I'm trying to import my samples RSEM "genes.results" to R using tximport for later differential expression analysis with limma. I've followed the limma-voom example here.
The first part of my question is regarding the actual tutorial as it supposedly imports length scaled TPMs but then uses the txi$counts matrix as input for voom instead of txi$abundance as I would have expected. Am I interpreting wrong the content of these matrixes?
The second part of my question comes from trying to import my actual samples. As recommended, I've tried importing scaled counts from abundances (lengthScaledTPM) instead of estimated counts. The tximport function seems to ignore the "countsFromAbundance" parameter. Here is my code:
txi <- tximport(file.path(paste(s2c$path,"/",s2c$sample,".genes.results", sep="")) , type = "rsem" , tx2gene = t2g , countsFromAbundance = "lengthScaledTPM" )
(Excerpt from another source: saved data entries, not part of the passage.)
Issue #1176, opened 2017-09-18
some codepaths in server generation assume "./src" while other assume "./" 


notasecret:
## Problem statement

Try to generate go server code, and it fails, complaining about paths.

```
Jons-MacBook-Pro-2:xxx-backend jonmclachlan$ alias swagger="docker run --rm -it -v $HOME:$HOME -w $(pwd) quay.io/goswagger/swagger"
Jons-MacBook-Pro-2:xxx-backend jonmclachlan$ swagger version
version: dev
commit: 8110e1bfee9ca99f346cdad6146dfe05161cb905
Jons-MacBook-Pro-2:xxx-backend jonmclachlan$ ls src/
morningTulips	xxx		xxx-server
Jons-MacBook-Pro-2:xxx-backend jonmclachlan$ echo $GOPATH
/Users/jonmclachlan/xxx/xxx-backend
Jons-MacBook-Pro-2:xxx-backend jonmclachlan$ swagger generate server -f swagger/swagger.yaml -A xxx -t xxx
2017/09/18 01:49:40 building a plan for generation
2017/09/18 01:49:40 lstat /Users/jonmclachlan/xxx/xxx-backend/xxx: no such file or directory
Jons-MacBook-Pro-2:xxx-backend jonmclachlan$ swagger generate server -f swagger/swagger.yaml -A xxx -t src/xxx
2017/09/18 01:49:51 building a plan for generation
2017/09/18 01:49:51 target must reside inside a location in the $GOPATH/src
Jons-MacBook-Pro-2:xxx-backend jonmclachlan$ 
```

This used to work.

## Environment
swagger version: 8110e1bfee9ca99f346cdad6146dfe05161cb905
go version: whatever is in your latest docker img

notasecret:
this is the commit:

commit fb51ecafe32dd2e9ea3cd697d30044fd2ee514a9
Author: Tushar <taggarwal@vmware.com>
Date:   Mon Aug 28 11:36:46 2017 -0700

    Corrected Path generation for Base Imports

EleanorRigby:
@notasecret : Is your target path inside GOPATH? Are there any symlinks that you are using in your path? 
There was a bug due to which all the paths for code generation worked. Now the behavior is corrected.

notasecret:
Is your target path inside GOPATH? 
Yes, as you can verify above.

Are there any symlinks that you are using in your path?
No sym link funny business.

[...]

PR #2512, opened 2021-02-05
Update install.md

ashishtiwari1993:
For step:
```bash
alias swagger='docker run --rm -it  --user $(id -u):$(id -g) -e GOPATH=$HOME/go:/go -v $HOME:$HOME -w $(pwd) quay.io/goswagger/swagger'
swagger version
```
It gets failed when GOPATH is not set to home folder. It gives below error:

```sh
2021/02/05 12:37:01 lstat /home/ashish/go: no such file or directory
```
Replacing `$HOME/go`  with `$(which go)` so that it can take GOPATH dynamically. 

Solving issue: https://github.com/go-swagger/go-swagger/issues/1176

### DIFF
--- a/docs/install.md
+++ b/docs/install.md
@@ -19,7 +19,7 @@ docker pull quay.io/goswagger/swagger
 #### For Mac And Linux users:
 
 ```bash
-alias swagger='docker run --rm -it  --user $(id -u):$(id -g) -e GOPATH=$HOME/go:/go -v $HOME:$HOME -w $(pwd) quay.io/goswagger/swagger'
+alias swagger='docker run --rm -it  --user $(id -u):$(id -g) -e GOPATH=$(which go):/go -v $HOME:$HOME -w $(pwd) quay.io/goswagger/swagger'
 swagger version
 ```
 
--- a/docs/install.md
+++ b/docs/install.md
@@ -19,7 +19,7 @@ docker pull quay.io/goswagger/swagger
 #### For Mac And Linux users:
 
 ```bash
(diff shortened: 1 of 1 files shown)


docs/install.md
```diff
@@ -19,7 +19,7 @@ docker pull quay.io/goswagger/swagger
 #### For Mac And Linux users:
 
 ```bash
-alias swagger='docker run --rm -it  --user $(id -u):$(id -g) -e GOPATH=$HOME/go:/go -v $HOME:$HOME -w $(pwd) quay.io/goswagger/swagger'
+alias swagger='docker run --rm -it  --user $(id -u):$(id -g) -e GOPATH=$(which go):/go -v $HOME:$HOME -w $(pwd) quay.io/goswagger/swagger'
```
casualjim, line 22: I think it would be better to use `$(go env GOPATH)`

casualjim (approved):

casualjim (changes requested):
The which command will result in a path like /etc/go/bin/go while we want it to be /etc/go

docs/install.md
ashishtiwari1993: Perfect!! Should i am raising new PR with this option.

ashishtiwari1993: Thanks for this suggestion @casualjim . I thought we need `bin` here. Made new commit with suggested changes: https://github.com/go-swagger/go-swagger/commit/ebc939f1d8b31af7c60feeb36bc07a2b40778d86

casualjim (approved):

PR #2516, opened 2021-02-10
add option to use opentracing

zeitlinger:
https://github.com/go-openapi/runtime/releases/tag/v0.19.26
has added support for OpenTracing (I added it)

and now I'm trying to add the support for the generated client.

I got a bit stuck - not sure if I added the option in the right places.


fredbi:
@zeitlinger we don't need to change the generated client. You can already inject a configured runtime client with the generated client.

zeitlinger:
yes, that actually works :smile:

PR #2554, opened 2021-03-27
refactor CLI generate, support datetime, support multi success resp

youyuanwu:
* Create shared CLI templates for model and anonymous model in operation pkg.
* Support multi success response.
* Support datetime format.
* Add generate tests


generator/operation.go
```diff
@@ -1130,6 +1130,13 @@ func (b *codeGenOpBuilder) buildOperationSchema(schemaPath, containerName, schem
 		isInterface := schema.IsInterface
 		hasValidations := schema.HasValidations
 
+		// TODO: remove this and find a better way to get package name for anonymous models
```
youyuanwu, line 1133: @casualjim In generated cli pkg, I need to render operationName.ModelStruct{} for anonymous schema in parameter. I could not find a way to access the operationName in ExtraSchemas of type []GenSchema. This code here is a hack. Is there a easy way to get the operationName?

casualjim: You mean to get the package name right? I think this is the right way actually

casualjim (approved):

generator/operation.go
youyuanwu: Yes. I need to set the package name recursively for all schemas, right now it is only setting the top level schema. For example pkg is not filled for the array-items0 type generated for array items.

PR #336, opened 2015-08-06
Java bindings

papostolescu:
Java wrapper, works in two modes:
- embedded: 
   - yara shared library is loaded and executes in process
   - the shared library is loaded from the jar resources
   - binding code uses efficient JNI calls
- external: 
    - instead of going against the shared library the wrapper uses the yara executable out of process
    - yara executable is extracted from the jar file resources
    - requires a small patch (part of the pull request) to escape yara output quotes (otherwise some data cannot be parsed out reliably)

The bindings expose a fully working end-to-end flow from rule loading to compiler creation and execution with callbacks.

Some functionality is missing but I'm planning to contribute it in time.


rferreira:
Hey folks any chance this PR can get a review?

plusvic:
Hi Rafael,

I'm very busy with other projects, but as soon I can I'll take a look your
pull request. I think it would be great to be able to use Yara from Java,
and many people could benefit from this contribution.

Cheers,
Víctor

hillu:
Given that this patch does not seem change any YARA core functionality, wouldn't it be a good idea to publish the Java bindings in a separate repository and document the requisites to build from source?

papostolescu:
There is only one change required in yara.c to escape rules metadata when using external (out of process) yara execution.  Source is built using maven, has only one compile-time dependency and the bindings can be made available on one of the public maven repos (like maven central) so there will be no need for direct compilation.

It's up to the maintainer(s) to decide how to handle this, I'll make the necessary changes.

plusvic:
Hilko is probably right, this could be maintained in a separate repository
instead of the main YARA repo. I can put a link to that repository for
people to notice that they can use YARA from Java too. Including the Java
bindings in the YARA repository has the drawback that we are forced to keep
them up-to-date whenever we launch a new YARA version, so I think it's
better to keep it as a separate project.

rferreira:
hey folks, for full disclosure that is not my patch, I'm just an interested party in its status :)

papostolescu:
I've moved the bindings only into a separate repo here: https://github.com/papostolescu/yara-java

There is a separate pull request for the patch required to parse metadata output: https://github.com/plusvic/yara/pull/345

PR #343, opened 2015-09-10
Override pe.imports().

wxsBSD:
Sometimes you only care if a DLL is used, not a specific function from
it. In this case you can use the new version of pe.imports() which takes
a single string which is the DLL name.


wxsBSD:
I also added an imports_ordinal() which will check ordinal imports. This commit message has more details:

https://github.com/wxsBSD/yara/commit/e301fbcef4a50a962b247c6281e5bc67b76c8f46

PR #345, opened 2015-09-14
escape metadata values

papostolescu:
escape matched rules metadata values when printing, for example when the following rule matches 

rule EscapeMeta {
  meta:
      name = "this is a \"test\""
  strings:
      $a = "test"
   condition:
      $a
}

the new output will be

     EscapeMeta [name="this is a \"test\""] test.yara

instead of

     EscapeMeta [name="this is a "test""] test.yara

### DIFF
--- a/yara.c
+++ b/yara.c
@@ -400,6 +400,39 @@ void print_string(
   printf("\n");
 }
 
+void print_escaped(
+        char* str,
+        int length)
+{
+  for (int i = 0; i < length; i++) {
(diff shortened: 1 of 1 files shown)


hillu:
I have provided an alternative implementation in <https://github.com/hillu/yara/tree/escape-meta>.

plusvic:
I've used Hillu's implementation in c3e7487738489939213ef82d488c628430bf828e

PR #347, opened 2015-09-22
Crypto crash fix

wxsBSD:
Fix a crash in OpenSSL due to not properly initializing with respect to threading.

### DIFF
--- a/libyara/libyara.c
+++ b/libyara/libyara.c
@@ -23,6 +23,10 @@ limitations under the License.
 #include <yara/modules.h>
 #include <yara/mem.h>
 
+#ifdef HAVE_LIBCRYPTO
+#include <openssl/crypto.h>
+#endif
+
 #ifdef _WIN32
 #define snprintf _snprintf
 #endif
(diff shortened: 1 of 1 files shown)


wxsBSD:
I'll shoot you a mail with exact hashes and signatures that reproduce this. My laptop is currently burning through another round of testing but I am fairly confident this fixes the problem.

libyara/libyara.c
```diff
@@ -112,6 +143,13 @@ YR_API int yr_finalize(void)
 {
   yr_re_finalize_thread();
 
+  #ifdef HAVE_LIBCRYPTO
```
plusvic: This should appear after the init_count > 0 check

wxsBSD: Fixed! It was a bad merge on my part. Thanks for catching it! :)

libyara/libyara.c
```diff
@@ -115,6 +145,13 @@ YR_API int yr_finalize(void)
   if (--init_count > 0)
     return ERROR_SUCCESS;
 
+  #ifdef HAVE_LIBCRYPTO
+  int i;
```
plusvic: Just a small note: I recently started to comply with the C89 standard. Declaring "i" in the middle of the function is not accepted by C89, the declaration should be moved to the beginning of the function.

wxsBSD:
I've got it fixed locally. Will push whenever I'm back on stable wifi, which may be as late as Monday. I'll try to keep this in mind while I work on my next PR. 😛

Issue #337, opened 2015-08-07
Imphash not hitting


jcannell:
Hi,

I was trying to write a rule that used an imphash today. I have the right imphash according to VT and pefile. Here is my rule

import "pe"

rule cryptowall_1 : ransomware
{
   meta:
      author      = "Joshua Cannell"
      description = "Cyptowall Ransomware 3.0, Visual C++"

   condition:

It's really out of the box stuff, as I've verified the file paths and tx2gene matrix are ok. However txi$countsFromAbundance is always no and txi$abundance always contains the fpkm values. Nothing I do seems to make a difference; I've set countsFromAbundance to lengthScaledTPM and scaledTPM (just to check if that one worked); and I've added the abundanceCol parameter with the number of the tpm column in the genes.results file.
I'm relatively new to RNAseq analysis using RSEM+Voom+Limma, until now I was using kallisto+sleuth, so I apologize if this is a noobie issue, but after reading the vignette and documentation there is nothing else that comes to mind. I appreciate any input!